(ASSIGNMENT): Please restate the material below word for word, from the first line through the one that contains "This is going", inclusive.

(GIVEN DATA):
↓
PR #2359, opened 2026-01-16
EDM-2636: fileio.Writer: Add ownership handling

keitwb:
Allow the writer to be configured with a particular uid/gid that will own all of the files and leaf dirs created by the writer.

This is going to be needed for doing rootless containers.

## Summary by CodeRabbit

* **New Features**
  * Secret mounts can specify user and group ownership; file writers now support per-instance UID/GID and explicit file creation with ownership.

* **Bug Fixes / Robustness**
  * Ownership is applied consistently for atomic writes, directory creation, temp files, copies, and unpacking.

* **Breaking Changes**
  * File I/O now uses explicit reader/writer construction with option-based root-dir configuration; prior SetRootDir/Test-root wiring and legacy append API removed.

* **Tests**
  * Tests and fixtures updated to use the new constructors and cover ownership behaviors.


internal/agent/device/fileio/writer.go
```diff
@@ -167,8 +168,24 @@ func (w *writer) RemoveContents(path string) error {
 	return nil
 }
 
+func (w *writer) OpenFile(path string, flag int, perm fs.FileMode) (*os.File, error) {
+	f, err := os.OpenFile(w.PathFor(path), flag, perm)
+	if err != nil {
+		return nil, fmt.Errorf("opening file %s: %w", path, err)
+	}
+	if err := f.Chown(w.uid, w.gid); err != nil {
+		return nil, fmt.Errorf("setting owner of %s: %w", path, err)
```
kkyrazis, line 201: I think the rabbit is still right here. This should close the file before returning.

internal/agent/device/fileio/writer.go
```diff
@@ -105,31 +120,17 @@ func (w *writer) PathFor(filePath string) string {
...
-	fopts := &fileOptions{uid: -1, gid: -1}
+	fopts := &fileOptions{uid: w.uid, gid: w.gid}
 	for _, opt := range opts {
 		opt(fopts)
 	}
 
-	var uid, gid int
-	// if rootDir is set use the default UID and GID
-	if w.rootDir != "" {
-		defaultUID, defaultGID, err := getUserIdentity()
```
kkyrazis, line 116: the rootDir is set in tests and the device simulator. Will removing the functionality affect those?

internal/agent/device/fileio/writer.go
```diff
@@ -180,6 +197,9 @@ func (w *writer) MkdirTemp(prefix string) (string, error) {
 	if err != nil {
 		return "", err
 	}
+	if err := os.Chown(path, w.uid, w.gid); err != nil {
+		return "", err
```
kkyrazis: should we clean up the tempdir on failure?

internal/agent/device/fileio/writer.go
keitwb: My goal is to make the tests not depend on that hack by updating them to specify users somehow. We'll see...

internal/agent/device/fileio/writer.go
keitwb: Fixed.

internal/agent/device/fileio/writer.go
keitwb: I'll just return it to the caller and make it responsible for the cleanup if they want. Failure of chown indicates something very wrong with the filesystem anyway so cleaning up will probably fail too.

api/core/v1beta1/openapi.yaml
```diff
@@ -4545,6 +4545,12 @@ components:
             mountPath:
               type: string
               description: Path in the device's file system at which the secret should be mounted.
+            user:
+              type: string
+              description: The file's owner, specified either as a name or numeric ID. Defaults to "root".
+            group:
+              type: string
+              description: The file's group, specified either as a name or numeric ID. Defaults to "root".
```
hexfusion, line 4553: I wonder if we want/need this much flexibility on the first iteration. Do we have an explicit ask for workloads run as many users or just root vs rootless?

keitwb: This is just to make the integration tests work without the hacks where it does special user handling when using the rootdir feature in the file writer implementation.

keitwb: See https://github.com/flightctl/flightctl/pull/2359/changes/BASE..9a716accddc16938bc1045f23830dc10147ea5a0#diff-caa1b512d4773983ae6f722aaa301e0c09a1e54d7d882786153a9af2f8836accR35

internal/agent/device/fileio/fileio.go
```diff
@@ -38,6 +38,8 @@ type Writer interface {
 	// RemoveContents removes all files and subdirectories within the given path,
 	// but leaves the directory itself intact. It is a no-op if the path does not exist.
 	RemoveContents(path string) error
+	// OpenFile opens the file at the given path, ensuring that it is owned by the correct user.
+	OpenFile(path string, flag int, perm fs.FileMode) (*os.File, error)
```
hexfusion: can we talk about the usecase of `OpenFile` in Writer interface vs `ReadFile` that can understand uid gid.
```go
u, err := user.Lookup("sam")
// get uid gid
bytes, err := something.ReadFile(filePath, WithPerms(uid, gid))
```

api/core/v1beta1/openapi.yaml
hexfusion: api should be extended to solve user requirements vs testing. there is no other way to solve this?

internal/agent/device/fileio/fileio.go
keitwb: I changed the name of this to `CreateFile` which better reflects the intent of the only place it is used.

api/core/v1beta1/openapi.yaml
keitwb: As long as we run the integration tests as non-root there is no way to set the secrets owned by root (which is an important part of the security of writing the secrets so they don't get exposed) under the rules of chown. 

The better way would probably be to run the integration tests as root until we were to have a rootless agent mode but that feels like a much more complex undertaking before feature freeze.

Also conceivably with the rootless application feature, users could want to write secrets as non-root so that rootless applications can use them, so this isn't necessarily exclusively for testing use. It is consistent with the ability to set user/group on the inline config provider.

keitwb:
I made the Reader/Writer accept an option factory which resulted in a lot of places where it had to change, but gives it a lot more flexibility when actually using this with rootless apps.

api/core/v1beta1/openapi.yaml
hexfusion: Ok so secret resource is pulled from cluster and translated into FileSpec. But then the mechanism to bring a file into an application is a mount. I guess we can trust the user to ensure the path is reasonable given the user declared. We should update docs to reflect this.

internal/agent/device/fileio/fileio.go
```diff
@@ -66,39 +65,19 @@ type ReadWriter interface {
...
 }
 
-func NewReadWriter(opts ...Option) ReadWriter {
-	rw := &readWriter{
-		reader: NewReader(),
-		writer: NewWriter(),
-	}
-	for _, opt := range opts {
-		opt(rw)
+func NewReadWriter(reader Reader, writer Writer) ReadWriter {
```
hexfusion, line 72: since its a constructor why not `NewReadWriter(WithRootDir(tmpDir))` but I get you just updated everything

kkyrazis: Overall I agree with this comment, and would have preferred not to change so much, but I get the desire for separate Read/Write options. Since NewReadWriters should only actually be created in a handful of places (for real usage), I imagine it would be simple enough to create a test util function to create ReadWriters more easily.

keitwb: Mainly because it follows the Go stdlib convention in these composite types of accepting the underlying types used rather than constructing them internally (e.g. https://pkg.go.dev/io).

keitwb: Yeah the tests are the vast majority of the usage.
↑
(RESPONSE BELOW):
PR #2359, opened 2026-01-16
EDM-2636: fileio.Writer: Add ownership handling

keitwb:
Allow the writer to be configured with a particular uid/gid that will own all of the files and leaf dirs created by the writer.

This is going to be needed for doing rootless containers.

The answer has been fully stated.